◆ The task ◆
Please copy out all the data. Every detail stays the same.

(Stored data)
PR #790, opened 2026-05-03
deps: Bump jupyterlab, nbconvert, notebook due to sec vulnerabilities

FBruzzesi:
# Description

As per title, bump dependencies due to recent security vulnerabilities

Closes #787, #788, #789, #792, #793

Additionally adds uv-lock pre-commit hook to lower effort to remember of sync-ing


FBruzzesi:
@koaning there is no day that goes by without new security vulnerability these days! 😭

PR #805, opened 2026-07-05
Clarify equal opportunity warning message

DresdenGman:
Clarifies the warning emitted by `equal_opportunity_score` so it includes both the `y_true` and `y_hat` positive-target conditions that trigger the zero-return path.

This only updates the warning text and its regression coverage; it does not change the metric logic.


koaning (approved):

koaning:
Will fix the test in another PR. 

Thanks!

◆ Result ◆
PR #790, opened 2026-05-03
deps: Bump jupyterlab, nbconvert, notebook due to sec vulnerabilities

FBruzzesi:
# Description

As per title, bump dependencies due to recent security vulnerabilities

Closes #787, #788, #789, #792, #793

Additionally adds uv-lock pre-commit hook to lower effort to remember of sync-ing


FBruzzesi:
@koaning there is no day that goes by without new security vulnerability these days! 😭

PR #805, opened 2026-07-05
Clarify equal opportunity warning message

DresdenGman:
Clarifies the warning emitted by `equal_opportunity_score` so it includes both the `y_true` and `y_hat` positive-target conditions that trigger the zero-return path.

This only updates the warning text and its regression coverage; it does not change the metric logic.


koaning (approved):

koaning:
Will fix the test in another PR. 

Thanks!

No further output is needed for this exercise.